Exercise goal
Repeat every record below exactly as it appears.

Provided information
PR #4676, opened 2020-04-11
replace trustlist IPs with cidrs

emberian:
Enables reasonable SNARK coordination in k8s.


nholland94:
Closes https://github.com/CodaProtocol/coda/pull/4676

nholland94:
Force merging this so we can redeploy. The only test failure was a known flake.

PR #4684, opened 2020-04-14
Add an interface file for curve_choice

mrmr1993:
This PR adds `curve_choice.mli`, with an interface that matches both curve choices. This reduces the amount of code that gets rebuilt when switching between 298- and 753-bit curve profiles.

Eventually, these interfaces should be broken up, tidied up, and lowered into snarky and snarkette.

Checklist:


imeckler:
Approving -- as a heads up I'm going to be deleting curve_choice when integrating the new curves :)

PR #4689, opened 2020-04-14
Wallet: Bug fixes for 3.2

figitaki:
I've been unable to get the express path working all the way through so this PR removes the Express path. It also includes all the fixes I've made up to this point to fix things which includes:

* Include the keys in the packaged daemon
* Add executable permissions back to extracted files
* Move the keys into `/usr/local/var/coda` per @Schmavery workaround

Aditionally, We've removed the Block Rewards features from Account settings and fixed the following bugs:

* Submit buttons on New Account and Send Modal do not disable while the form is submitting creating a confusing ux
* Clicking continue in PostCustomStep without entering any hostname would crash the UI
* Work around for bug with optional variables in GraphQL queries (s/o @Schmavery for the help)


frontend/wallet/src/render/views/transactions/Transactions.re
```diff
@@ -169,13 +169,13 @@ let make = () => {
...
-         TransactionsQueryString.make(
-           ~publicKey=Apollo.Encoders.publicKey(pubkey),
-           ~after="",
-           (),
-         );
-       <TransactionsQuery variables=transactionQuery##variables>
+       let variables =
+         Js.Dict.fromList([
+           ("publicKey", Apollo.Encoders.publicKey(pubkey)),
+           ("after", [%bs.raw "null"]),
```
Schmavery, line 175: Js.Json.null would be better here actually

frontend/wallet/src/common/CurrencyFormatter.re
```diff
@@ -15,7 +15,8 @@ let rec pow = a =>
         }
       );
     };
-let precision_exp = Int64.of_int(pow(10, precision));
+let precissionExp = Int64.of_int(pow(10, precision));
```
Schmavery, line 18: precision

frontend/wallet/src/common/CurrencyFormatter.re
```diff
@@ -26,18 +27,23 @@ let toFormattedString = amount => {
...
     let (num_stripped_zeros, num) = go(0, remainder);
-    Printf.sprintf(
+    let formattedOutput = Printf.sprintf(
       "%s.%0*d",
       Int64.to_string(whole),
       precision - num_stripped_zeros,
       num,
     );
+    if (String.length(formattedOutput) > maxFormattedLength) {
+      String.sub(formattedOutput, 0, maxFormattedLength) ++ {js|…|js}
```
Schmavery, line 43: We're making it impossible to view the entire number? Why not do this in css?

Answer section
PR #4676, opened 2020-04-11
replace trustlist IPs with cidrs

emberian:
Enables reasonable SNARK coordination in k8s.


nholland94:
Closes https://github.com/CodaProtocol/coda/pull/4676

nholland94:
Force merging this so we can redeploy. The only test failure was a known flake.

PR #4684, opened 2020-04-14
Add an interface file for curve_choice

mrmr1993:
This PR adds `curve_choice.mli`, with an interface that matches both curve choices. This reduces the amount of code that gets rebuilt when switching between 298- and 753-bit curve profiles.

Eventually, these interfaces should be broken up, tidied up, and lowered into snarky and snarkette.

Checklist:


imeckler:
Approving -- as a heads up I'm going to be deleting curve_choice when integrating the new curves :)

PR #4689, opened 2020-04-14
Wallet: Bug fixes for 3.2

figitaki:
I've been unable to get the express path working all the way through so this PR removes the Express path. It also includes all the fixes I've made up to this point to fix things which includes:

* Include the keys in the packaged daemon
* Add executable permissions back to extracted files
* Move the keys into `/usr/local/var/coda` per @Schmavery workaround

Aditionally, We've removed the Block Rewards features from Account settings and fixed the following bugs:

* Submit buttons on New Account and Send Modal do not disable while the form is submitting creating a confusing ux
* Clicking continue in PostCustomStep without entering any hostname would crash the UI
* Work around for bug with optional variables in GraphQL queries (s/o @Schmavery for the help)


frontend/wallet/src/render/views/transactions/Transactions.re
```diff
@@ -169,13 +169,13 @@ let make = () => {
...
-         TransactionsQueryString.make(
-           ~publicKey=Apollo.Encoders.publicKey(pubkey),
-           ~after="",
-           (),
-         );
-       <TransactionsQuery variables=transactionQuery##variables>
+       let variables =
+         Js.Dict.fromList([
+           ("publicKey", Apollo.Encoders.publicKey(pubkey)),
+           ("after", [%bs.raw "null"]),
```
Schmavery, line 175: Js.Json.null would be better here actually

frontend/wallet/src/common/CurrencyFormatter.re
```diff
@@ -15,7 +15,8 @@ let rec pow = a =>
         }
       );
     };
-let precision_exp = Int64.of_int(pow(10, precision));
+let precissionExp = Int64.of_int(pow(10, precision));
```
Schmavery, line 18: precision

frontend/wallet/src/common/CurrencyFormatter.re
```diff
@@ -26,18 +27,23 @@ let toFormattedString = amount => {
...
     let (num_stripped_zeros, num) = go(0, remainder);
-    Printf.sprintf(
+    let formattedOutput = Printf.sprintf(
       "%s.%0*d",
       Int64.to_string(whole),
       precision - num_stripped_zeros,
       num,
     );
+    if (String.length(formattedOutput) > maxFormattedLength) {
+      String.sub(formattedOutput, 0, maxFormattedLength) ++ {js|…|js}
```
Schmavery, line 43: We're making it impossible to view the entire number? Why not do this in css?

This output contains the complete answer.